Again, I don't think he understands what the job is - if he understands the job he doesn't like it. If heeling is OK with the leash what is making it OK? Are you constantly reminding him to be in position either verbally or physically? To some extent letting the dog make a mistake (out of position on-leash heeling) and then just waiting for the dog to fix it (and rewarding in position) goes a long way to helping the dog understand that it is his job to maintain heel position - not your job to put and keep him there. When he's heeling on-leash is he "up" and "bright"? Is he happily heeling along or is he doing what Terri Arnold calls "a poop face". If he's a poop face you need to work on attitude before you work on the actual exercise.



Bugsfire said:


> Can you share with me about the 'Long line"? My trainer get us to click and unclick the 'light line' which i believe is the nylon cord. However, during the times there is no light line and we unclick, thats when he runs off!!! .


A long line is a well, long line. Clean run sells an ultralight line: http://www.cleanrun.com/index.cfm?fuseaction=product.display&Product_ID=247&ParentCat=97 you can make your own with clothesline. Use cotton rather than nylon as cotton is easier on the hands...You can tie it on your belt or let them drag it. Again they're somewhat off-leash but still within your control.



Bugsfire said:


> My trainer told me to forget abt the off-leash for now, work on the heel and automatic sit for the next 2 weeks until i rejoin an exisiting class which is half way through and go through everything again.


I'd suggest that you work on attention and some relationship stuff - your dog has to want to be with you on the off-leash heeling - back up to the beginning and make heeling a want to rather than a have to. Break out some stronger positive reinforcement - food, toys, etc.

Does that help?
Erica


----------



## Bugsfire (Dec 11, 2007)

thanks for the indepth comments.

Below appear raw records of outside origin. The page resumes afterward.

PR #282, opened 2023-02-16
Add lowl TT likelihood ported from clik

eirikgje:
The port is taken from comm_gauss_br_mod_v3.f90. Requires some precomputed files, indicated in the code.

### DIFF
--- a/cobaya/likelihoods/planck_2018_lowl/TT_native.py
+++ b/cobaya/likelihoods/planck_2018_lowl/TT_native.py
@@ -16,7 +16,8 @@ class TT_native(InstallableLikelihood):
                        "github_release": "v1",
                        "asset": "planck_2018_lowT.zip",
                        "directory": "planck_2018_lowT_native"}
-
+    lmin = 2
+    lmax = 29
     type = "CMB"
     aliases = ["lowT"]
 
@@ -26,49 +27,47 @@ class TT_native(InstallableLikelihood):
         return TT.get_bibtex()
 
     def get_requirements(self):
-        return {'Cl': {'tt': self._lmax}}
+        return {'Cl': {'tt': self.lmax}}
 
     def get_can_support_params(self):
         return ['A_planck']
 
-    def initialize(self, lmin=2, lmax=29):
+    def initialize(self):
         if self.get_install_options() and self.packages_path:
-            if lmin < 2 or lmax > 200 or lmin >= lmax:
+            if self.lmin < 2 or self.lmax > 200 or self.lmin >= self.lmax:
                 raise LoggedError(
                     self.log, "lmin must be >= 2, lmax must be <= 200,\n"
                               "and lmin must be less than lmax.")
-            self._lmin = lmin
-            self._lmax = lmax
             #The inverse covariance matrix for the gaussian likelihood calculation
-            self._covinv = np.zeros((self._lmax - self._lmin + 1,
-                                     self._lmax - self._lmin + 1))
+            self._covinv = np.zeros((self.lmax - self.lmin + 1,
+                                     self.lmax - self.lmin + 1))
             # The average cl's for the gaussian likelihood calculation
-            self._mu = np.zeros(self._lmax - self._lmin + 1)
+            self._mu = np.zeros(self.lmax - self.lmin + 1)
             # The cl's used for offset calculation - hence the full range of ells
-            self._mu_sigma = np.zeros(self._lmax + 1)
+            mu_sigma = np.zeros(self.lmax + 1)
 
             # The txt files start at l=2, hence the index gymnastics
             path = self.get_path(self.packages_path)
             self._covinv[:, :] = np.loadtxt(
                 os.path.join(path, 'covinv.txt'))[
-                    self._lmin - 2:self._lmax + 1 - 2,
-                    self._lmin - 2:self._lmax + 1 - 2]
+                    self.lmin - 2:self.lmax + 1 - 2,
+                    self.lmin - 2:self.lmax + 1 - 2]
             self._mu[:] = np.loadtxt(
-                os.path.join(path, 'mu.txt'))[self._lmin - 2:self._lmax + 1 - 2]
-            self._mu_sigma[self._lmin:] = np.loadtxt(
-                os.path.join(path, 'mu_sigma.txt'))[self._lmin - 2:self._lmax + 1 - 2]
+                os.path.join(path, 'mu.txt'))[self.lmin - 2:self.lmax + 1 - 2]
+            mu_sigma[self.lmin:] = np.loadtxt(
+                os.path.join(path, 'mu_sigma.txt'))[self.lmin - 2:self.lmax + 1 - 2]
 
             # Spline info
             nbins = 1000
-            cl2x = np.zeros((nbins, self._lmax - self._lmin + 1, 2))
-            cl2x[:, :, 0] = np.loadtxt(os.path.join(path, 'cl2x_1.txt'))[:, self._lmin - 2:self._lmax + 1 - 2]
-            cl2x[:, :, 1] = np.loadtxt(os.path.join(path, 'cl2x_2.txt'))[:, self._lmin - 2:self._lmax + 1 - 2]
+            cl2x = np.zeros((nbins, self.lmax - self.lmin + 1, 2))
+            cl2x[:, :, 0] = np.loadtxt(os.path.join(path, 'cl2x_1.txt'))[:, self.lmin - 2:self.lmax + 1 - 2]
+            cl2x[:, :, 1] = np.loadtxt(os.path.join(path, 'cl2x_2.txt'))[:, self.lmin - 2:self.lmax + 1 - 2]
             self._spline = []
             self._spline_derivative = []
 
             # Set up prior and spline
-            self._prior_bounds = np.zeros((self._lmax + 1 - self._lmin, 2))
-            for i, l in enumerate(range(self._lmax - self._lmin + 1)):
+            self._prior_bounds = np.zeros((self.lmax + 1 - self.lmin, 2))
+            for l in range(self.lmax - self.lmin + 1):
                 j = 0
                 while abs(cl2x[j, l, 1] + 5) < 1e-4:
                     j += 1
@@ -81,11 +80,11 @@ class TT_native(InstallableLikelihood):
                     InterpolatedUnivariateSpline(cl2x[:, l, 0], cl2x[:, l, 1]))
                 self._spline_derivative.append(self._spline[-1].derivative())
 
-            self._offset = self.log_likelihood(self._mu_sigma, init=True)
+            self._offset = self.log_likelihood(mu_sigma, init=True)
 
 
     def log_likelihood(self, cls_TT, calib=1, init=False):
-        theory = cls_TT[self._lmin:self._lmax + 1] / calib ** 2
+        theory = cls_TT[self.lmin:self.lmax + 1] / calib ** 2
 
         if any(theory < self._prior_bounds[:, 0]) or any(theory > self._prior_bounds[:, 1]):
             return - np.inf
@@ -100,7 +99,7 @@ class TT_native(InstallableLikelihood):
             if dxdCl < 0:
                 return -np.inf
             logl += np.log(dxdCl)
-            delta = x - self._mu
+        delta = x - self._mu
         logl += -0.5 * self._covinv.dot(delta).dot(delta)
 
         if not init:
--- a/cobaya/likelihoods/planck_2018_lowl/TT_native.py
+++ b/cobaya/likelihoods/planck_2018_lowl/TT_native.py
@@ -69,17 +69,17 @@ class TT_native(InstallableLikelihood):
 
             # Set up prior and spline
             self._prior_bounds = np.zeros((self.lmax + 1 - self.lmin, 2))
-            for l in range(self.lmax - self.lmin + 1):
+            for i in range(self.lmax - self.lmin + 1):
                 j = 0
-                while abs(cl2x[j, l, 1] + 5) < 1e-4:
+                while abs(cl2x[j, i, 1] + 5) < 1e-4:
                     j += 1
-                self._prior_bounds[l, 0] = cl2x[j + 2, l, 0]
+                self._prior_bounds[i, 0] = cl2x[j + 2, i, 0]
                 j = nbins - 1
-                while abs(cl2x[j, l, 1] - 5) < 1e-4:
+                while abs(cl2x[j, i, 1] - 5) < 1e-4:
                     j -= 1
-                self._prior_bounds[l, 1] = cl2x[j - 2, l, 0]
+                self._prior_bounds[i, 1] = cl2x[j - 2, i, 0]
                 self._spline.append(
-                    InterpolatedUnivariateSpline(cl2x[:, l, 0], cl2x[:, l, 1]))
+                    InterpolatedUnivariateSpline(cl2x[:, i, 0], cl2x[:, i, 1]))
                 self._spline_derivative.append(self._spline[-1].derivative())
 
             self._offset = self.log_likelihood(mu_sigma, init=True)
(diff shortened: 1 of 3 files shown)


cobaya/likelihoods/planck_2018_lowl/TT_native.py
```diff
@@ -0,0 +1,157 @@
...
+    type = "CMB"
+    aliases = ["lowT"]
+
+    _lmin = 2
+    _lmax = 29 # Could in principle be extended to 200
+    _delta_l = 1000
+    _nbins = 0
+
+
+    data = {}
```
cmbant, line 26: Private variables should start with underscore (things that can't be changed via input yaml options) - i.e. data variables like the ones above.

cobaya/likelihoods/planck_2018_lowl/TT_native.py
```diff
@@ -0,0 +1,157 @@
...
+            if dxdCl < 0:
+                return -1e30
+            else:
+                logl += np.log(dxdCl)
+        if not init:
+            logl -= self.data['offset']
+
+        return logl
+
+    def _splint_gauss_br(self, xa, ya, y2a, x):
```
cmbant, line 110: Use standard scipy interpolate functions instead? (presumably faster and neater)

eirikgje: Yes, I would have liked to do this, it just was a bit more work at the moment because I have to figure out whether the original data files 'match' the scipy interpolate functions, as I cannot recreate the data files. But I suppose I could recreate them using the original splinting functions.

cobaya/likelihoods/planck_2018_lowl/TT_native.py
eirikgje: Should be fixed now

cmbant:
The tests are failing at the moment because of trivial whitespace issues (see links to details above). The easiest thing is to use Pycharm's Auto-format, which should get all the whitespace self-consistent.
You can check it locally using
```
flake8 cobaya --select=E713,E704,E703,E714,E741,E10,E11,E20,E22,E23,E25,E27,E301,E302,E304,E9,F405,F406,F5,F6,F7,F8,W1,W2,W3,W6 --show-source --statistics
```

cmbant:
I think it is also not using the calibration parameter, and the install_options "directory" does not match the naming in the zip file.

cobaya/likelihoods/planck_2018_lowl/TT_native.py
```diff
@@ -0,0 +1,157 @@
...
+    """
+    Python translation of the Planck 2018 Gibbs TT likelihood (python Eirik Gjerløw, Feb 2023)
+    See https://wiki.cosmos.esa.int/planck-legacy-archive/index.php/CMB_spectrum_%26_Likelihood_Code
+
+    """
+
+    install_options = {"github_repository": "CobayaSampler/planck_native_data",
+                       "github_release": "v1",
+                       "asset": "planck_2018_lowT.zip",
+                       "directory": "planck_2018_lowT_native"}
```
cmbant, line 15: Doesn't match zip?

cobaya/likelihoods/planck_2018_lowl/TT_native.py
```diff
@@ -0,0 +1,157 @@
...
+            self._data['cl2x'][:, 2:, 2] = np.loadtxt(os.path.join(path, 'cl2x_3.txt')) 
+            self._data['mu'][2:] = np.loadtxt(os.path.join(path, 'mu.txt'))
+            self._data['mu_sigma'][2:] = np.loadtxt(os.path.join(path, 'mu_sigma.txt'))
+            _nbins = len(self._data['cl2x'][:, 0, 0])
+
+            # Bandlimit covariance matrix
+            for l in range(self._lmin, self._lmax+1):
+                for k in range(self._lmin, self._lmax+1):
+                    if abs(l-k) > self._delta_l:
+                        self._data[cov][l, k] = 0
```
cmbant, line 55: cov is undefined

cmbant: If it works, code is probably redundant?

cobaya/likelihoods/planck_2018_lowl/TT_native.py
```diff
@@ -0,0 +1,157 @@
...
+
+    def get_requirements(self):
+        return {'Cl': {'tt': self._lmax}}
+
+
+    def log_likelihood(self, cls_TT, init=False):
+
+        if (any(cls_TT[self._lmin:self._lmax+1] < self._data['prior'][self._lmin:self._lmax+1, 0]) or
+                any(cls_TT[self._lmin:self._lmax+1] > self._data['prior'][self._lmin:self._lmax+1, 1])):
+            return -1e30
```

I will take it up and try.


----------



## FlyingQuizini (Oct 24, 2006)

I generally am of the idea that if it's not fun and rewarding enough when the dog is heeling with you on-leash, there's no way he'll want to do it when he realizes there is no leash and you can't "make" him.

What techniques/methods do you presently use to make on-leash heeling enjoyable?


----------



## Bogart'sMom (Sep 16, 2005)

our rallyo trainer turned us on to choose to heel also it works well.


----------